It would be nice if we could repeatedly regenerate buffers to create endless streams of audio. Here is what we’ll have in the end:

Let’s solve this problem in a very naive way first..

Disclaimer

All of the below implementations are NOT how you would normally do this! The correct solution for this problem is called AudioWorklet, which I want to investigate after having tried this “naive” but easier to follow approach.

Temporal Recursion

First, we need an endless loop:

function timesink(fn, duration = 1000) {
  let block = 0;
  function sink() {
    fn(block++) && setTimeout(sink, duration);
  }
  sink();
}

The above snippet implements a simple temporal recursion, where the function passed to timesink is called repeatedly. When the function returns false, the recursion stops. This is just a more fancy way to do setInterval. Let’s use it:

timesink((block) => {
  console.log("block", block);
  return block <= 5;
});

If you copy the above snippet, your console should log the block numbers accordingly..

Buffer Chaining

Using the loop, we can then chain multple buffer together like this:

document.addEventListener("click", function handleClick() {
  const ac = new AudioContext();
  const seconds = 1;
  const nSamples = seconds * ac.sampleRate;
  let t = 0;
  let playhead = ac.currentTime + 0.1;

  const buffer = ac.createBuffer(1, nSamples, ac.sampleRate);
  const samples = new Float32Array(nSamples);

  timesink((block) => {
    const getSample = () => Math.sin(++t / 20);
    for (let i = 0; i < samples.length; i++) {
      samples[i] = getSample(i); // call fn on each sample
    }
    // buffer.copyToChannel(samples, 0);
    buffer.getChannelData(0).set(samples);
    // play the buffer
    const source = ac.createBufferSource();
    source.buffer = buffer;
    source.connect(ac.destination);
    playhead < ac.currentTime && console.log("TOO LATE...");
    console.log("playhead", playhead);
    source.start(playhead);
    playhead += source.buffer.duration;
    return block < 10;
  }, seconds * 1000);
  document.removeEventListener("click", handleClick);
});
  • The t variable counts the absolute sample number as time progresses
  • The playhead variable makes sure the next buffer starts exactly where the last one left off.

If you let that run for a while, you might get TOO LATE... logged to the console, because the timeout clock is not synced to the audio context clock…

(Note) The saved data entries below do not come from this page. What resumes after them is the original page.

PR #479, opened 2016-08-11
Set redesign param for all links

katrin-k:
If the URL contains the string "redesign", all links on the page will get the param `?redesign=true` added to their hrefs.


til:
Deployed, works, cool!

Issue #468, opened 2016-07-12
Redesign + refactoring


katrin-k:
@lislis, @sareg0 and me talked about how to implement the new design. We'll have a new directory under http://rorganize.it/redesign. 

There we can work on 
- refactoring scss files
- implement the new layout
- work on UX issues (until a certain point that needs tbd)

At some point, launch all this

sareg0:
@katrin-k when you make your changes to your files and they are deployed, they will be viewable via https://rorganize.it/?redesign=true thanks to @BriocheBerlin and her brilliant PR: 
https://github.com/rubycorns/rorganize.it/pull/471

Here is how your workflow should look.

Use [application.css.scss](https://github.com/rubycorns/rorganize.it/blob/master/app/assets/stylesheets/application.css.scss) as a guide. In this file we `require` the files/folder we are going to use in the app.
Include all of your files/folder in the new [redesign.css.scss file](https://github.com/rubycorns/rorganize.it/blob/master/app/assets/stylesheets/redesign.css.scss)

Put these in a folder called `redesign` or something of the like (if you haven't already), and place this folder inside the `[app/assets/stylesheets` folder](https://github.com/rubycorns/rorganize.it/tree/master/app/assets/stylesheets).

You can push your changes and make pull requests, and as long as you have required the appropriate files and folders in `redesign.css.scss`, you will see them live via https://rorganize.it/?redesign=true

Do ping us as you go, and we can help you if you want to pair/need advice/etc.

til:
Lots of changes already in the redesign branch, very cool! I'm very curious to see how it is going to look!

It would be great if we can make all those changes previewable to us and others via https://rorganize.it/?redesign=true (right not this looks still a bit, uhm, basic). For that to work, two parts are needed: first, the switching of the css files, which is already accomplished in the master branch (also thanks to @sareg0's detailed instructions!) Second, a way to have two different version of templates (`.html.haml`) files in parallel, since those change as well in the redesign.

We could use a feature of rails called Action Pack Variants for this. http://edgeguides.rubyonrails.org/4_1_release_notes.html#action-pack-variants . Basically it would allow to add a redesigned variant of a template next to the original version, like this:

```
app/views/coaches/index.html.haml
app/views/coaches/index.html+redesign.haml
```

and Rails would automatically use the redesign variant when called with `redesign=true`. What do you think about this - anyone wants to give it a try? (I'll be at Asquera tomorrow and happy to help in person).

[...]

PR #484, opened 2016-09-26
Redesign: finish rewriting all pages

katrin-k:
If this is merged, the testing and bugfixing and last 20% percent can begin (see also #468)


til:
Wow, so many templates!!!

I glanced over it briefly - none of this should currently affect the
live site with the old design, so it can safely be merged and deployed,
right? Except for makeGif being commented out (is that needed?), and the
javascript in redesign-main.js, which may or may not affect the old
pages.

app/assets/javascripts/redesign-main.js
```diff
@@ -0,0 +1,15 @@
...
+// 2. When tab link is clicked
+$('.group-tabs a').click(function(e){
+  e.preventDefault;
+  // 2.1 Change tab link status to "active"
+  $('.group-tabs a').removeClass('active');
+  $(this).addClass('active');
+  // 2.2 Show tab corresponding to the link
+  $('.tab').hide();
+  $($(this).attr('href')).show();
+});
```
til: All of this should be executed only after the document is ready. The way it is written now, it will be executed immediately when the JavaScript code is loaded, which can be a problem: when the elements that it refers to (e.g. `$(".tab")`)are not loaded yet, then the selector will not match anything and the code does not do what is expected.

There is a jQuery shortcut to run code after document ready, see main.js for an example.

Also, maybe there is a way to only run this when in the redesign mode?

katrin-k: Aaaah... of course! Thanks for the hint.

katrin-k:
@til Correct, all of the HTML pages have the `…+redesign…` addition.    
Regarding the redesign-main.js: I will double-check to see it doesn't interfere with any of the Bootstrap classes. 
Regarding makeGif: Naaa, I can take it in again. Though indeed, it's not necessary for functionality. (I was just commenting it out since it was using my CPU too much.)

til:
Sorry I didn't say that earlier: besides the two minor comments I made, this can be merged and deployed. The earlier the better, so we can all look at it on the live site (yay!).

til:
And usually our policy for merging is that the author of the PR merges themselves, after getting approval from someone else of the group.

app/assets/javascripts/redesign-main.js
katrin-k: Indeed, seems to work with .ready(). However, I've outcommented it for now. The script for appending the redesign param to all hrefs gets in the way of setting the anchor link. But this can also be done later.

katrin-k:
Alright, indeed I wasn't aware of the merging protocol ;).

til:
Cool, thanks! I deployed it now.

https://rorganize.it/?redesign=true

PR #485, opened 2016-09-29
Adds deamon to autostart thin server if down

### LINKED ISSUE #480: add autostart script to uberspace
Hey! Sorry for the awkward wording....
The following https://twitter.com/ubernauten/status/774061796533559296

Uberspace rebooted our server because of a RAM upgrade. That terminated our thin server.
All is fine, I restarted it manually, but it would be cool if we had a script that executes thin if the host machine reboots.

BriocheBerlin:
Has to get symlinked into service folder on uberspace.
Closes #480

### DIFF
--- a/deploy/autostart
+++ b/deploy/autostart
@@ -1,0 +1,6 @@
+#!/bin/sh
+
+# start thin as a process in the foreground
+# (when thin is down, deamontools will execute)
+bundle exec thin -a 127.0.0.1 -p 34567 start
+echo "autostarting thin app server"


deploy/autostart
```diff
@@ -0,0 +1,6 @@
+#!/bin/sh
+
+# start thin as a process in the foreground
+# (when thin is down, deamontools will execute)
+bundle exec thin -a 127.0.0.1 -p 34567 start
+echo "autostarting thin app server"
```
til: The line with the `echo` call will not be executed as long as thin is running in the foreground. Maybe swap the order of the lines?

til:
Cool, thanks for taking care of this!

Do you want to install the symlink and see if it works? I think one needs to create a directory and then symlink the script as `run` from there. There is already one service in our accout for postgresql, which can serve as example, here is how it looks currently:

```
[ror@schedar ~]$ ls -lah service/
total 8.0K
drwxr-xr-x.  2 ror ror 4.0K Jan 26  2016 .
drwx------. 18 ror ror 4.0K Sep 29 23:07 ..
lrwxrwxrwx.  1 ror ror   28 Jan 26  2016 postgresql -> /home/ror/etc/run-postgresql
[ror@schedar ~]$ ls -lah service/postgresql/
total 20K
drwxr-xr-x. 4 ror ror 4.0K Feb  2  2016 .
drwxr-xr-x. 3 ror ror 4.0K Feb  2  2016 ..
drwxr-xr-x. 4 ror ror 4.0K Jan 26  2016 log
-rwxr-xr-x. 1 ror ror  293 Feb  2  2016 run
lrwxrwxrwx. 1 ror ror   28 Feb  2  2016 run-postgresql -> /home/ror/etc/run-postgresql
drwx------. 2 ror ror 4.0K Sep  9 03:39 supervise
[ror@schedar ~]$ cat service/postgresql/run
#!/bin/sh -e
export USER=ror
export HOME=/home/ror
. $HOME/etc/postgresversion
export PATH=/package/host/localhost/postgresql-${POSTGRESVERSION}/bin:$PATH
export LD_LIBRARY_PATH=/package/host/localhost/postgresql-${POSTGRESVERSION}/lib/:$LD_LIBRARY_PATH
exec postgres -D $HOME/postgresql 2>&1
```

Hm, but `run` in this case is not a symlink but an actual file - it could be that daemontools wants it like that. So then your script should be copied instead of symlinked. Also, there is a symlink to a directory, `run-postgresql`, this looks like a mistake to me, but I am not sure. Do you want to have a look at it?

PR #490, opened 2016-11-15
add uptime script

lislis:
for much fun!

### DIFF
--- a/scripts/uptime.sh
+++ b/scripts/uptime.sh
@@ -1,2 +1,1 @@
-curl -f https://rorganize.it > dev/null 2>&1 || echo "ALERT ALERT" |
-        mailx -s 'Rorganize is down' roar@rorganize.it
+curl -f https://rorganize.it > /dev/null 2>&1 || echo "ALERT ALERT" | mailx -s 'Rorganize is down' roar@rorganize.it
--- a/scripts/uptime.sh
+++ b/scripts/uptime.sh
@@ -1,0 +1,2 @@
+curl -f https://rorganize.it > dev/null 2>&1 || echo "ALERT ALERT" |
+        mailx -s 'Rorganize is down' roar@rorganize.it


berlintam:
wooooow! impressive!
@lislis can you explain like.... what this means? Like... what the words... mean? & how it works?

scripts/uptime.sh
```diff
@@ -0,0 +1 @@
+curl -f https://rorganize.it > /dev/null 2>&1 || echo "ALERT ALERT" | mailx -s 'Rorganize is down' roar@rorganize.it
```
lislis: `curl` requests a page via HTTP and returns whatever it returns (try it in your console). Because we don't care about the output in stdout, we move it over to `/dev/null` which is computational limbo. `2&>1` moves the stderr to the same location. 
the `-f` flag is for failing: if the status code of  the request is anything but 200 (like 404 or a 50something) we go to the other branch after the `||` which is sending an email with 'ALERT ALERT' as body and 'Rorganize is down' in the subject line to the mailinglist

lislis:
@berlintam I added some explanation

til:
Wohoo! An oldschool cron+bash script that does the job, well done!

Is it really working? There seems to be no explicit cron log on
Uberspace, so we can't check that. But there is the access log, and
checking to see when we got a request from curl, it says we get one
every 5 minutes which is exactly as expected:

[ror@schedar ~]$ grep curl logs/access_log|tail -n 5
185.26.156.0 - - [15/Nov/2016:22:05:03 +0100] "GET / HTTP/1.1" 200 3651 "-" "curl/7.19.7 (x86_64-redhat-linux-gnu) libcurl/7.19.7 NSS/3.21 Basic ECC zlib/1.2.3 libidn/1.18 libssh2/1.4.2"
185.26.156.0 - - [15/Nov/2016:22:10:01 +0100] "GET / HTTP/1.1" 200 3651 "-" "curl/7.19.7 (x86_64-redhat-linux-gnu) libcurl/7.19.7 NSS/3.21 Basic ECC zlib/1.2.3 libidn/1.18 libssh2/1.4.2"
185.26.156.0 - - [15/Nov/2016:22:15:03 +0100] "GET / HTTP/1.1" 200 3651 "-" "curl/7.19.7 (x86_64-redhat-linux-gnu) libcurl/7.19.7 NSS/3.21 Basic ECC zlib/1.2.3 libidn/1.18 libssh2/1.4.2"
185.26.156.0 - - [15/Nov/2016:22:20:03 +0100] "GET / HTTP/1.1" 200 3651 "-" "curl/7.19.7 (x86_64-redhat-linux-gnu) libcurl/7.19.7 NSS/3.21 Basic ECC zlib/1.2.3 libidn/1.18 libssh2/1.4.2"
185.26.156.0 - - [15/Nov/2016:22:25:03 +0100] "GET / HTTP/1.1" 200 3651 "-" "curl/7.19.7 (x86_64-redhat-linux-gnu) libcurl/7.19.7 NSS/3.21 Basic ECC zlib/1.2.3 libidn/1.18 libssh2/1.4.2"

To really really test it we would have to take down the site, but who
wants to do that.

til:
And as a last remark, to document our thoughts behind this: in case you
are wondering, yes, this does not protect against the whole Uberspace
server going down, because then the cron job would stop running as well.
Theoretically we could protect against that by making the uptime.sh
script call deadmanssnitch - whoever wants to implement that feel free
to.

We also tried to find a simple free pingdom alternative, and I'm sure
there are a bunch out there on the internet, but it was more fun and
better learning experience to write a handmade script.

PragTob:
I agree that this was a better learning experience, and that sometimes it's good to just KISS (Keep it simple, stupid) and thanks for the work!

It's also way better than what we had before, still tend to not trust monitoring scripts running on the same server. E.g. not only because the whole server might go down, but other smaller parts might break. E.g. Email sending might break, so that we don't get the notification email, or it might still answer to HTTP requests but due to some misconfiguration/network errors not to requests from the wider Internet.

--> still feel a little unsafe

Issue #483, opened 2016-09-26
Add "change password" option


katrin-k:
On the user profile page, I've added a button to "Change the password" (see https://github.com/rubycorns/rorganize.it/commit/9162c39936064aa13c53bfddfda3f624e0aca270). However, I was not able to figure out the correct url_path. 

It might also make sense to only show this option if the account is not linked with Github?

til:
Rails has a rake task that shows all routes of an application:

bin/rake routes

Each line is a route, and the column of the left has the corresponding
path helpers part, but without the _path or _url ending.

Searching for "password" in this output

bin/rake routes|grep password

returns among other things "edit_person_password", so maybe
"edit_person_password_path" is the right one? I didn't try it though.

And yes, only showing that when not connected through GitHub sounds
sensible to me.

raluka:
In current implementation, we allow an user to change password only through devise (as request provided via email). We can add option to change password in `edit` form for user, or in separate form. Also, we need to update controller to know about that (either `update_user` method, or create a separate method `change_password`)

katrin-k:
@raluka \o/ thanks!  Changing pw works sweetly. 
However, I do have a little problem finding the corresponding html (it needs adjustment to the new design). The routes table hints at `edit_person_registration_path 	GET 	/people/edit(.:format) 	registrations#edit`. But this… is not there? Yet… it does serve an html?

til:
This is an interesting question. We were looking for the corresponding
view as well yesterday, and didn't find it. Maybe they are still inside
the devise gem and need to be re-generated, following the procedure at:

https://github.com/plataformatec/devise#configuring-views

- maybe you want to try that?

We would have liked to remove the field for email, because we don't want
to allow changing the email for now, so if you find the view, please
remove it or let us know.

katrin-k:
Booyaka! 
This was indeed the reason. And: nice gem, worked pretty easy. Thanks for the link, @til!
I've only run it for the `registrations` and converted the generated file to haml. Will adjust the html and send the PR then.

katrin-k:
Redesign is done. This can be closed.

PR #491, opened 2016-11-22
Add action for Change Password link 

raluka:
[Add "change password" option #483](https://github.com/rubycorns/rorganize.it/issues/483)

This PR implements correct path for `Change password` button and makes change password works.

### DIFF
--- a/spec/features/update_password_spec.rb
+++ b/spec/features/update_password_spec.rb
@@ -1,0 +1,19 @@
+require 'spec_helper'
+
+feature 'update password' do
+
+  before { visit new_person_session_path }
+  before { sign_in person }
+
+  let(:person) { create(:person, password: 'password') }
+
+  scenario 'update password' do
+    visit person_path(person, redesign: true)
+    click_on 'Change password'
+    fill_in 'Current password', with: 'password'
+    fill_in 'Password', with: 'test1234'
+    fill_in 'Password confirmation', with: 'test1234'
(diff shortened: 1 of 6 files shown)


spec/features/update_password_spec.rb
```diff
@@ -0,0 +1,19 @@
...
+  let(:person) { create(:person, password: 'password') }
+
+  scenario 'update password' do
+    visit person_path(person, redesign: true)
+    click_on 'Change password'
+    fill_in 'Current password', with: 'password'
+    fill_in 'Password', with: 'test1234'
+    fill_in 'Password confirmation', with: 'test1234'
+    click_on 'Update'
+    expect(page).to have_content 'You updated your account successfully'
```
til: Maybe we also want to assert that the password was really changed to "test1234".

spec/features/update_password_spec.rb
```diff
@@ -0,0 +1,19 @@
+require 'spec_helper'
+
+feature 'update password' do
+
+  before { visit new_person_session_path }
+  before { sign_in person }
```
til: It doesn't make sense to have separate before blocks in this case I think, rather

```
before do
  ...
end
```

(I know, copied from a bad precedence ;-))

til: Conceptual overhead!

til:
Cool :rocket: :cocktail:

We can solve that problem by replacing timesink with the “Tale of 2 Clocks” scheduling mechanism from an earlier post.

show full clock code
// generalized "Tale of 2 Clocks" scheduling
function createClock(
  getTime,
  callback, // called slightly before each cycle
  duration = 0.05, // duration of each cycle
  interval = 0.1, // interval between callbacks
  overlap = 0.1 // overlap between callbacks
) {
  let tick = 0; // counts callbacks
  let phase = 0; // next callback time
  let precision = 10 ** 4; // used to round phase
  let minLatency = 0.01;
  const setDuration = (setter) => (duration = setter(duration));
  overlap = overlap || interval / 2;
  const onTick = () => {
    const t = getTime();
    const lookahead = t + interval + overlap; // the time window for this tick
    if (phase === 0) {
      phase = t + minLatency;
    }
    // callback as long as we're inside the lookahead
    while (phase < lookahead) {
      phase = Math.round(phase * precision) / precision;
      phase >= t && callback(phase, duration, tick);
      phase < t && console.log("TOO LATE", phase); // what if latency is added from outside?
      phase += duration; // increment phase by duration
      tick++;
    }
  };
  let intervalID;
  const start = () => {
    clear(); // just in case start was called more than once
    onTick();
    intervalID = setInterval(onTick, interval * 1000);
  };
  const clear = () => intervalID !== undefined && clearInterval(intervalID);
  const pause = () => clear();
  const stop = () => {
    tick = 0;
    phase = 0;
    clear();
  };
  const getPhase = () => phase;
  // setCallback
  return {
    setDuration,
    start,
    stop,
    pause,
    duration,
    interval,
    getPhase,
    minLatency,
  };
}

// clock specific for AudioContext
function getClock(ac, fn, interval) {
  const getTime = () => ac.currentTime;
  const clock = createClock(
    getTime,
    // called slightly before each cycle
    fn,
    interval // duration of each cycle
  );
  return clock;
}

Using that clock, we can chain buffers like this:

function bufferclock(ac, fn) {
  let playhead;
  const interval = 0.1;
  const nSamples = interval * ac.sampleRate;
  const buffer = ac.createBuffer(1, nSamples, ac.sampleRate);
  const samples = new Float32Array(nSamples);

  const clock = getClock(
    ac,
    () => {
      // fill buffer
      for (let i = 0; i < samples.length; i++) {
        samples[i] = fn(i); // call fn on each sample
      }
      buffer.getChannelData(0).set(samples);

      // play buffer
      const source = ac.createBufferSource();
      source.buffer = buffer;
      source.connect(ac.destination);
      playhead = playhead || ac.currentTime;
      playhead < ac.currentTime && console.log("OH NO...");
      source.start(playhead);
      playhead += source.buffer.duration;
      source.stop(playhead);
    },
    interval
  );
  return clock;
}

… and use it:

document.addEventListener("click", function handleClick() {
  const ac = new AudioContext();
  let t = 0;
  const clock = bufferclock(ac, () => Math.sin(++t / 20));

  clock.start();
  setTimeout(() => {
    clock.stop();
  }, 10000);
  document.removeEventListener("click", handleClick);
});

Again, you can copy that to your console to hear 10 seconds of a hopefully crackle-free sine tone.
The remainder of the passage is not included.